Opinion: Recognizing Sun Day, a nationwide celebration of clean renewable energies

Opinion: Recognizing Sun Day, a nationwide celebration of clean renewable energies

Since people discovered fire, our main energy source has come from the burning carbon – first wood, then coal, oil and gas. However, this method creates pollution and has heated the earth, which leads to extreme weather incidents worldwide and rising oceans. Old dirty energy is finally in nature, and the difficulty of extracting more means that the costs are continuously increasing.

In the meantime, solar and wind power are the cheapest energy sources on the planet. As the author Bill McKibben states with renewable energies: “Instead of being dependent on some places on Earth, which contain concentrations of fossil fuels, we have an entire planet that can lead from things that has it close to the hand because every sun has and every wind has.” In fact, the development world builds up solar and wind power faster than the industrialized countries.

Some say solar and wind are not reliable because the sun does not seem to seem at night and the wind does not always blow. But batteries to store this clean energy and supply our lives overnight also become cheaper and safer.

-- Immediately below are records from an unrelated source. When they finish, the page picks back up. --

PR #2203, opened 2019-04-03
test: Increase number of inotify user watches

mrunalp:
Our tests fail without increasing this limit.

@giuseppe ptal

### DIFF
--- a/contrib/test/integration/e2e.yml
+++ b/contrib/test/integration/e2e.yml
@@ -3,6 +3,9 @@
 - name: include base e2e setup
   include: "e2e-base.yml"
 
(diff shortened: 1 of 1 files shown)


giuseppe:
thanks, LGTM

I am worried now if we are leaking inotify watchers fds, either in CRI-O or related to the new patch for the Kubelet.

TomSweeneyRedHat:
LGTM

giuseppe:
> I am worried now if we are leaking inotify watchers fds, either in CRI-O or related to the new patch for the Kubelet.

FYI: I am testing inotify leaks but cannot see anything wrong

PR #2182, opened 2019-03-28
[1.9] Fix possible out of bounds access during log parsing

saschagrunert:
This PR backports #2180

PR #2206, opened 2019-04-03
Add go-md2man to repository

saschagrunert:
Hey, to avoid changing dependencies which could break our builds (like the travis build in #2182) I would go the way to vendor necessary test dependencies directly into the repository.

I did this for go-md2man within this PR and cleaned up the Makefile a bit. If you're fine with that I would do the same for the rest of the external dependencies.


Makefile
```diff
@@ -155,21 +155,35 @@ dbuild: crioimage
...
+	$(call go-build,mockgen,./vendor/github.com/golang/mock/mockgen)
 
 vendor: .install.vndr
 	$(GOPATH)/bin/vndr \
-		-whitelist "github.com/onsi/ginkgo" \
-		-whitelist "github.com/golang/mock" \
+		-whitelist github.com/onsi/ginkgo \
+		-whitelist github.com/golang/mock \
+		-whitelist github.com/cpuguy83/go-md2man \
+		-whitelist github.com/russross/blackfriday \
```
TomSweeneyRedHat: are you using blackfriday with this PR?  Or is this something you need in place for later on?

saschagrunert: Yes we need it as direct dependency of `go-md2man` and have to whitelist it there to avoid removal during running `make vendor`.

TomSweeneyRedHat: OK, maybe we're calling/using go-md2man in Podman and Buildah differently, but we're not pulling in blackfriday in either of those projects that I can see.

TomSweeneyRedHat:
LGTM, assuming happy tests

haircommander:
@saschagrunert rebasing should fix CI issues :)

haircommander:
Tide is not cooperating. Merging manually

PR #2215, opened 2019-04-03
rootless: fix rootless mode

giuseppe:
a couple of issues that prevented to work in rootless mode.  More details in each patch

### DIFF
--- a/oci/runtime_oci.go
+++ b/oci/runtime_oci.go
@@ -124,7 +124,9 @@ func (r *runtimeOCI) CreateContainer(c *Container, cgroupParent string) (err err
 	// 0, 1 and 2 are stdin, stdout and stderr
 	cmd.Env = append(r.conmonEnv, fmt.Sprintf("_OCI_SYNCPIPE=%d", 3))
 	cmd.Env = append(cmd.Env, fmt.Sprintf("_OCI_STARTPIPE=%d", 4))
-	cmd.Env = append(cmd.Env, fmt.Sprintf("XDG_RUNTIME_DIR=%s", os.Getenv("XDG_RUNTIME_DIR")))
+	if v, found := os.LookupEnv("XDG_RUNTIME_DIR"); found {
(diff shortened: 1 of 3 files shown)


oci/runtime_oci.go
```diff
@@ -280,6 +280,7 @@ func (r *runtimeOCI) ExecContainer(c *Container, cmd []string, stdin io.Reader,
 	args = append(args, "--process", processFile.Name())
 	args = append(args, c.ID())
 	execCmd := exec.Command(r.path, args...)
+	execCmd.Env = append(execCmd.Env, fmt.Sprintf("XDG_RUNTIME_DIR=%s", os.Getenv("XDG_RUNTIME_DIR")))
```
rhatdan: What happens if XDG_RUNTIME_DIR is not defined.  Will commands work with it set to 
""?

rhatdan:
Could you try this out without XDG_RUNTIME_DIR being set.

oci/runtime_oci.go
giuseppe: it depends on the program whether they are checking for the variable existence or if it has a value.  Usually it is checked whether it has a value != "".  `os.Getenv` considers them the same, `os.LookupEnv` must be used to check if it is set.

runc when running in a namespace expects this to be set otherwise it will use `/run/runc` which is not accessible to the rootless user.

giuseppe: changed to use `LookupEnv`

rhatdan:
LGTM

rhatdan:
Not sure what is going on with Travis?

haircommander:
@rhatdan I'm willing to bet it has to do with the move

umohnani8:
LGTM

giuseppe:
kubernetes requires go 1.12.  Does it still make sense to use 1.11 and 1.10?  Just thinking if we can simplify the Travis CI somehow

haircommander:
@giuseppe rebasing to master should fix integration_rhel :)

PR #2223, opened 2019-04-05
test: Fix oom test

mrunalp:
We need to bump up the memory limit as the value we are writing isn't enough
with recent runc changes.


saschagrunert:
LGTM

haircommander:
tide is stalling for some reason. We can address that later. manually merging

PR #2225, opened 2019-04-07
Refactor: use idtools.ParseIDMap instead of bundling own version

isimluk:
ParseIDMap function was extracted to idtools in

    https://github.com/containers/storage/pull/236

it is already used in containers/storage and buildah and libpod. Cri-o should
use the very same code as the others.

Signed-off-by: Šimon Lukašík <isimluk@fedoraproject.org>


mrunalp:
@giuseppe ptal.

PR #2002, opened 2019-01-04
WIP: Add server unit tests

saschagrunert:
This PR adds unit tests to the `server` package.

PR #2293, opened 2019-04-26
Add server test suite and initial cases

saschagrunert:
This PR is a spin-off from #2002 to split it up into more review-able pieces. It mainly does:

- Add server test suite
- Add the `server/server.go` tests
- Add ginkgo table extension to vendor folder
- Add new mocked interfaces
- Add certificate test data
- Update streamService to be public

I know that "making things public for testing" is not a best practice, but this should really not harm, because the only way to access it is hidden via `server/server_test_inject.go`.


server/server_test.go
```diff
@@ -0,0 +1,339 @@
...
+		})
+	})
+
+	t.Describe("StopStreamServer", func() {
+		// Prepare the sut
+		BeforeEach(setupSUT)
+
+		It("should succeed", func() {
+			// Given
+			/* gomock.InOrder(
```
mrunalp: Why is the commented out? Can we remove it if it is not needed?

saschagrunert: Yes, I will remove it.

PR #2300, opened 2019-04-29
Fix hack/openpgp_tag.sh on older distributions

saschagrunert:
Some distributions do not ship the `pkg-config` files for gpgme. This
commit uses the `gpgme-config` tool to check for its availability, which
should work for every distribution.


umohnani8:
LGTM

PR #2306, opened 2019-04-29
Update runc test dependency to v1.0.0-rc8

saschagrunert:
Hey, if there are no concerns I would like to just use the latest static runc binary from GitHub for integration testing.


saschagrunert:
I would like to leave the ami updates out of scope for now. We have to follow up on this with the help of someone who has direct access to the machines.

rhatdan:
LGTM
@umohnani8 @haircommander @mrunalp @giuseppe PTAL

PR #2309, opened 2019-04-30
Vendor Kubernetes v1.15.0-alpha.2

saschagrunert:
This PR vendors the latest Kubernetes alpha release to be tested against our pipeline. The whole vendoring part changed a lots in Kubernetes so I guess it would be good if we adopt early to avoid release issues with 1.15.0.


go.mod
```diff
@@ -98,16 +92,36 @@ require (
...
+	k8s.io/kubernetes v0.0.0
+	k8s.io/utils v0.0.0-20190221042446-c2654d5206da
 )
 
-replace cloud.google.com/go => cloud.google.com/go v0.34.0
-
-module github.com/cri-o/cri-o
+replace (
+	cloud.google.com/go => cloud.google.com/go v0.34.0
+	github.com/opencontainers/runtime-spec => github.com/opencontainers/runtime-spec v0.1.2-0.20190408193819-a1b50f621a48
```
vrothberg: I am not sure those need to be replaced. Can't we keep them in the require section only?

saschagrunert:
> Thanks a lot for the change. I am quite shocked what K8s upstream is doing with the ./staging tree. It's not obvious to me why they chose this path as it seems to partially defeat the purpose of go mod.

I thought the same and am currently trying to reach out the responsible upstream persons to work on an improvement. I guess until this discussion is not done we should leave this in WIP. I mean I get the idea of having a clean appraoch (also in relation to the [hack/update-vendor.sh](https://github.com/kubernetes/kubernetes/blob/master/hack/update-vendor.sh) script), but it should be easier to depend in k8s.io/*.

go.mod
saschagrunert: Unfortunaetly not, because k8s directly uses v1.0.0 which is too old for our use case: https://github.com/kubernetes/kubernetes/blob/master/go.mod#L121

saschagrunert:
I had a chat with Jordan Liggit about getting rid of the `k8s.io/kubernetes` import and only rely on the staging repositories (like `k8s.io/cri-api`). Unfortunately this does not work in our case because we rely on imports like `kubernetes.io/kubernetes/pkg/kubelet/types`.

saschagrunert:
I would like to stick to our current approach, PTAL.

PR #2311, opened 2019-04-30
[1.13] Vendor containers/storage

umohnani8:
Pick up changes to overlay for recreating symlinks.


umohnani8:
@mrunalp @rhatdan PTAL

haircommander:
is this an official vendor or did you just change the code? will this mess with `make vendor` calls later? @umohnani8

umohnani8:
@haircommander it is an official vendor. We don't have make vendor in 1.13, so I used the normal vndr tool.

haircommander:
hm wondering why vendor.conf isn't changed too, but if it ends up being a problem we can fix later

/lgtm

umohnani8:
@haircommander because I updated the branch we already had in vendor.conf, so just had to run vndr to pull in the changes

PR #2316, opened 2019-05-02
Add server image unit tests

saschagrunert:
This PR adds all image related unit tests to the server implementation, whereas the coverage should be 100%.


umohnani8:
LGTM

PR #2318, opened 2019-05-02
[1.14] Fix logic of server.restore()

umohnani8:
When cri-o is restarted, we were not returning an error if
an error ocurred when reading container state from disk. So
if the state.json file was corrupted or deleted in the meantime
the containers would be reporting an UNKOWN state and default
values for started time, created time, etc.
We now check for that and if a pod can't be restored, we delete the pod
as well as any containers associated with it. We also release the pod
and container names so that they can be used again.
We do the same for any containers that can't be restored.

### DIFF
--- a/lib/container_server.go
+++ b/lib/container_server.go
@@ -467,7 +467,9 @@ func (c *ContainerServer) LoadSandbox(id string) error {
 		}
 	}
 
-	c.ContainerStateFromDisk(scontainer)
+	if err := c.ContainerStateFromDisk(scontainer); err != nil {
+		return fmt.Errorf("error reading sandbox state from disk %q: %v", scontainer.ID(), err)
+	}
 	sb.SetCreated()
 
 	if err = label.ReserveLabel(processLabel); err != nil {
@@ -582,7 +584,9 @@ func (c *ContainerServer) LoadContainer(id string) error {
 	spp := m.Annotations[annotations.SeccompProfilePath]
 	ctr.SetSeccompProfilePath(spp)
 
-	c.ContainerStateFromDisk(ctr)
+	if err := c.ContainerStateFromDisk(ctr); err != nil {
+		return fmt.Errorf("error reading container state from disk %q: %v", ctr.ID(), err)
+	}
 	ctr.SetCreated()
 
 	c.AddContainer(ctr)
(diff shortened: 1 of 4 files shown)


rhatdan:
LGTM

lib/container_server.go
```diff
@@ -467,7 +467,9 @@ func (c *ContainerServer) LoadSandbox(id string) error {
 		}
 	}
 
-	c.ContainerStateFromDisk(scontainer)
+	if err := c.ContainerStateFromDisk(scontainer); err != nil {
```
saschagrunert: These changes have direct influence on the current unit tests, which will now fail because the `state.json` is not available. :-/

umohnani8: Is there a way to add state.json files for every sandbox and container created in the test framework?

saschagrunert: Yes, this should work. We could create a new test function in `lib/suite_test` like this:

```go
func createDummyState() {
	ioutil.WriteFile("state.json", []byte("{}"), 0644)
}
```

Then we could use this function for all seven failing tests to succeed. More should not be needed, since every test already cleans up via `removeState()`.

server/server.go
```diff
@@ -149,38 +149,72 @@ func (s *Server) restore() {
...
+			s.Store().DeleteContainer(n)
+			// Release the infra container name and the pod name for future use
+			if strings.Contains(n, infraName) {
+				s.ReleaseContainerName(n)
+			} else {
+				s.ReleasePodName(n)
 			}
+
 		}
+		// Go through the containers and delete any container that was under the deleted pod
```
TomSweeneyRedHat: nit of a nit, change only if you've other changes:  s/was under/were under/

server/server.go
```diff
@@ -149,38 +149,72 @@ func (s *Server) restore() {
...
+					// Release the container name for future use
+					s.ReleaseContainerName(n)
+				}
+			}
+		}
+		// Add the pod id to the list of deletedPods so we don't try to restore IPs for it later on
+		deletedPods[sbID] = true
 	}
+
+	// Go through all the containers and check if it can be restored. If an error occurs, delete the conainer and
```
TomSweeneyRedHat: nother nit, s/conainer/container/

server/server.go
```diff
@@ -149,38 +149,72 @@ func (s *Server) restore() {
...
+	// release the name associated with you.
```
TomSweeneyRedHat: nit s/you/it/

TomSweeneyRedHat:
@umohnani8 got some test unhappiness

umohnani8:
Tests are green. @mrunalp @rhatdan PTAL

If you believe that solar and wind for whales and birds or the reason for your bills are bad, it is probably because you have received propaganda and lies from the fossil fuel industry that this disinformation has occurred since the 1970s. Have you ever seen the effects of an oil spill or a natural gas leak? Oil panels on the horizon are much uglier than our wind turbines. The biggest problem with solar and wind energy is actually that it is to cheap. Exxon's CEO said last year that its company will not invest in renewable energies because they do not achieve “above -average returns” for investors.

Obviously, the future is endangered by large solar and wind power projects for political reasons here in the United States. In other parts of the world, the deregulation has to implement domestic solar projects more easily. In Germany, for example, 1.5 million homeowners have set up balcony/deck solar, which is currently only legal in Utah in the USA. That should change! We all earn energy independence and energy freedom!

If you love renewable energies, this Sunday, September 21, you can celebrate Sun Day, a nationwide celebration with clean renewable energies. You can find events on Sunday. New Bedford has listed two events, including a bike tour from Fort to Fort. Accompany us!

Laura Gardner lives in Fairhaven and is Green Sanctuary Chair of the Unitariian Universalist Society of Fairhaven.